#### What to work on
Set down word for word each line from the start of the listing through the line that contains "selvaebi: I think", both included.

START Data records

PR #45, opened 2019-02-12
T2D-259 Extracted XML parsing from ENA API querying

cyenyxe:
In order to share as much code as possible when querying ENA, either via the API or the DB, the logic for parsing the XML has been extracted from that of the API queries.

Some classes have also been made more generic, and can be derived to support more object types.


metadata-load/src/main/java/uk/ac/ebi/ampt2d/metadata/loader/core/xml/SraAnalysisXmlParser.java
```diff
@@ -0,0 +1,43 @@
...
+
+import org.apache.xmlbeans.XmlException;
+import uk.ac.ebi.ampt2d.metadata.loader.api.SraApiAnalysisRetriever;
+import uk.ac.ebi.ena.sra.xml.ANALYSISDocument;
+import uk.ac.ebi.ena.sra.xml.AnalysisType;
+
+import java.util.logging.Level;
+import java.util.logging.Logger;
+
+public class SraAnalysisXmlParser extends SraXmlParser<AnalysisType> {
```
selvaebi: I think we should have SraAnalysisDocumentXmlParser , because the xml from db uses AnalysisSetDocument.

metadata-load/src/main/java/uk/ac/ebi/ampt2d/metadata/loader/core/xml/SraAnalysisXmlParser.java
```diff
@@ -0,0 +1,43 @@
...
+
+    private static final Logger LOGGER = Logger.getLogger(SraApiAnalysisRetriever.class.getName());
```
selvaebi: SraAnalysisXmlParser.class.getName() ?

metadata-load/src/main/java/uk/ac/ebi/ampt2d/metadata/loader/core/xml/SraAnalysisXmlParser.java
cyenyxe: I used simply "analysis" to reflect the fact that what we are parsing represents an analysis, not to make it dependent on a particular class name from the ENA API (that could always change).

selvaebi: yes, I agree.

END Data records

#### Your solution
PR #45, opened 2019-02-12
T2D-259 Extracted XML parsing from ENA API querying

cyenyxe:
In order to share as much code as possible when querying ENA, either via the API or the DB, the logic for parsing the XML has been extracted from that of the API queries.

Some classes have also been made more generic, and can be derived to support more object types.


metadata-load/src/main/java/uk/ac/ebi/ampt2d/metadata/loader/core/xml/SraAnalysisXmlParser.java
```diff
@@ -0,0 +1,43 @@
...
+
+import org.apache.xmlbeans.XmlException;
+import uk.ac.ebi.ampt2d.metadata.loader.api.SraApiAnalysisRetriever;
+import uk.ac.ebi.ena.sra.xml.ANALYSISDocument;
+import uk.ac.ebi.ena.sra.xml.AnalysisType;
+
+import java.util.logging.Level;
+import java.util.logging.Logger;
+
+public class SraAnalysisXmlParser extends SraXmlParser<AnalysisType> {
```
selvaebi: I think we should have SraAnalysisDocumentXmlParser , because the xml from db uses AnalysisSetDocument.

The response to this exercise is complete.